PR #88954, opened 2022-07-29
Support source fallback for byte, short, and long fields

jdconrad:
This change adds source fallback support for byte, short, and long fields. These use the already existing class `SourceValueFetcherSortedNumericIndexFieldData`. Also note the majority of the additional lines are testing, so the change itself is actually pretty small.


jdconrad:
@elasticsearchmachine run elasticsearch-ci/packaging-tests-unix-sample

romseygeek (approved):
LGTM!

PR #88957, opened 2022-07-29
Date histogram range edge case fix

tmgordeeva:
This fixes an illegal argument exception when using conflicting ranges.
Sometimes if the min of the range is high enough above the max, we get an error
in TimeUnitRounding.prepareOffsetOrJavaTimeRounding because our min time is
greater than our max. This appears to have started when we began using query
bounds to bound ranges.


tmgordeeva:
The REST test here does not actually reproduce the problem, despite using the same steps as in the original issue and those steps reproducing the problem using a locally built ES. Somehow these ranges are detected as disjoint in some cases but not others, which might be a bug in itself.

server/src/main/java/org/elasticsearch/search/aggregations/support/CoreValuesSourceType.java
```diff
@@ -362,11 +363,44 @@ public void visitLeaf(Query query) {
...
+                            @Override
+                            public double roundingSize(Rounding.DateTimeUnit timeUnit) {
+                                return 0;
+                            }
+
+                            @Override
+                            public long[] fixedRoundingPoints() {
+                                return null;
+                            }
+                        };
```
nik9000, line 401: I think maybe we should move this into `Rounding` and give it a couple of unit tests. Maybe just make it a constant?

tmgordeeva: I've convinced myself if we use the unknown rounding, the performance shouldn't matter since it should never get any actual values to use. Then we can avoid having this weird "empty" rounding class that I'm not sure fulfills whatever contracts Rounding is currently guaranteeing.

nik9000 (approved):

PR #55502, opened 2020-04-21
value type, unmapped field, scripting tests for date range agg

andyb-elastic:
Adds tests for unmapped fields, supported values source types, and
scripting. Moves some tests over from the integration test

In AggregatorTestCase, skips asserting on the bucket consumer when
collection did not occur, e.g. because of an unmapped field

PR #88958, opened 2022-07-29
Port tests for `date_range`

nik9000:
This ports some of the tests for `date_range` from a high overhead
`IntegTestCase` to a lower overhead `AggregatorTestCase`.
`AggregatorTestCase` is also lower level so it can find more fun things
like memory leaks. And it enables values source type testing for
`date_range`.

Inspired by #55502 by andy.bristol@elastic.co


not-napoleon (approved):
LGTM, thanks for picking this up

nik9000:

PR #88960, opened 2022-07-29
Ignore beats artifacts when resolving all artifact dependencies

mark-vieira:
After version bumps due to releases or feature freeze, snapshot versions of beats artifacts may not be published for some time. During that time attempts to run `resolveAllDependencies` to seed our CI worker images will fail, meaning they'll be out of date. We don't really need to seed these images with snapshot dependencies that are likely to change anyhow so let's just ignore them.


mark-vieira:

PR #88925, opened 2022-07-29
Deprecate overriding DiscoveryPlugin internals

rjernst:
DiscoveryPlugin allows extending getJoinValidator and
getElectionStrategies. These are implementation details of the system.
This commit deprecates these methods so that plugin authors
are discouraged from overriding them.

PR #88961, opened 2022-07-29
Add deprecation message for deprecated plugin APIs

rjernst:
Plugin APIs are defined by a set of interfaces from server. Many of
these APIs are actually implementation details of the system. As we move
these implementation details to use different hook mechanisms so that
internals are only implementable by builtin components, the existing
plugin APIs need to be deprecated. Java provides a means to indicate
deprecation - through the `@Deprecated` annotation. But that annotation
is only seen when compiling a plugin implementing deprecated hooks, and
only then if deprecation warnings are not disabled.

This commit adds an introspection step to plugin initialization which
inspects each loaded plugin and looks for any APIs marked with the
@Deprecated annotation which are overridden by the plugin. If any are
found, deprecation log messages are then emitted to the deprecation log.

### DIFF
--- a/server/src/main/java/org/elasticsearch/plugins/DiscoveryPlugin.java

++++

Restate each entry word for word.

PR #88954, opened 2022-07-29
Support source fallback for byte, short, and long fields

jdconrad:
This change adds source fallback support for byte, short, and long fields. These use the already existing class `SourceValueFetcherSortedNumericIndexFieldData`. Also note the majority of the additional lines are testing, so the change itself is actually pretty small.


jdconrad:
@elasticsearchmachine run elasticsearch-ci/packaging-tests-unix-sample

romseygeek (approved):
LGTM!

PR #88957, opened 2022-07-29
Date histogram range edge case fix

tmgordeeva:
This fixes an illegal argument exception when using conflicting ranges.
Sometimes if the min of the range is high enough above the max, we get an error
in TimeUnitRounding.prepareOffsetOrJavaTimeRounding because our min time is
greater than our max. This appears to have started when we began using query
bounds to bound ranges.


tmgordeeva:
The REST test here does not actually reproduce the problem, despite using the same steps as in the original issue and those steps reproducing the problem using a locally built ES. Somehow these ranges are detected as disjoint in some cases but not others, which might be a bug in itself.

server/src/main/java/org/elasticsearch/search/aggregations/support/CoreValuesSourceType.java
```diff
@@ -362,11 +363,44 @@ public void visitLeaf(Query query) {
...
+                            @Override
+                            public double roundingSize(Rounding.DateTimeUnit timeUnit) {
+                                return 0;
+                            }
+
+                            @Override
+                            public long[] fixedRoundingPoints() {
+                                return null;
+                            }
+                        };
```
nik9000, line 401: I think maybe we should move this into `Rounding` and give it a couple of unit tests. Maybe just make it a constant?

tmgordeeva: I've convinced myself if we use the unknown rounding, the performance shouldn't matter since it should never get any actual values to use. Then we can avoid having this weird "empty" rounding class that I'm not sure fulfills whatever contracts Rounding is currently guaranteeing.

nik9000 (approved):

PR #55502, opened 2020-04-21
value type, unmapped field, scripting tests for date range agg

andyb-elastic:
Adds tests for unmapped fields, supported values source types, and
scripting. Moves some tests over from the integration test

In AggregatorTestCase, skips asserting on the bucket consumer when
collection did not occur, e.g. because of an unmapped field

PR #88958, opened 2022-07-29
Port tests for `date_range`

nik9000:
This ports some of the tests for `date_range` from a high overhead
`IntegTestCase` to a lower overhead `AggregatorTestCase`.
`AggregatorTestCase` is also lower level so it can find more fun things
like memory leaks. And it enables values source type testing for
`date_range`.

Inspired by #55502 by andy.bristol@elastic.co


not-napoleon (approved):
LGTM, thanks for picking this up

nik9000:

PR #88960, opened 2022-07-29
Ignore beats artifacts when resolving all artifact dependencies

mark-vieira:
After version bumps due to releases or feature freeze, snapshot versions of beats artifacts may not be published for some time. During that time attempts to run `resolveAllDependencies` to seed our CI worker images will fail, meaning they'll be out of date. We don't really need to seed these images with snapshot dependencies that are likely to change anyhow so let's just ignore them.


mark-vieira:

PR #88925, opened 2022-07-29
Deprecate overriding DiscoveryPlugin internals

rjernst:
DiscoveryPlugin allows extending getJoinValidator and
getElectionStrategies. These are implementation details of the system.
This commit deprecates these methods so that plugin authors
are discouraged from overriding them.

PR #88961, opened 2022-07-29
Add deprecation message for deprecated plugin APIs

rjernst:
Plugin APIs are defined by a set of interfaces from server. Many of
these APIs are actually implementation details of the system. As we move
these implementation details to use different hook mechanisms so that
internals are only implementable by builtin components, the existing
plugin APIs need to be deprecated. Java provides a means to indicate
deprecation - through the `@Deprecated` annotation. But that annotation
is only seen when compiling a plugin implementing deprecated hooks, and
only then if deprecation warnings are not disabled.

This commit adds an introspection step to plugin initialization which
inspects each loaded plugin and looks for any APIs marked with the
@Deprecated annotation which are overridden by the plugin. If any are
found, deprecation log messages are then emitted to the deprecation log.

### DIFF
--- a/server/src/main/java/org/elasticsearch/plugins/DiscoveryPlugin.java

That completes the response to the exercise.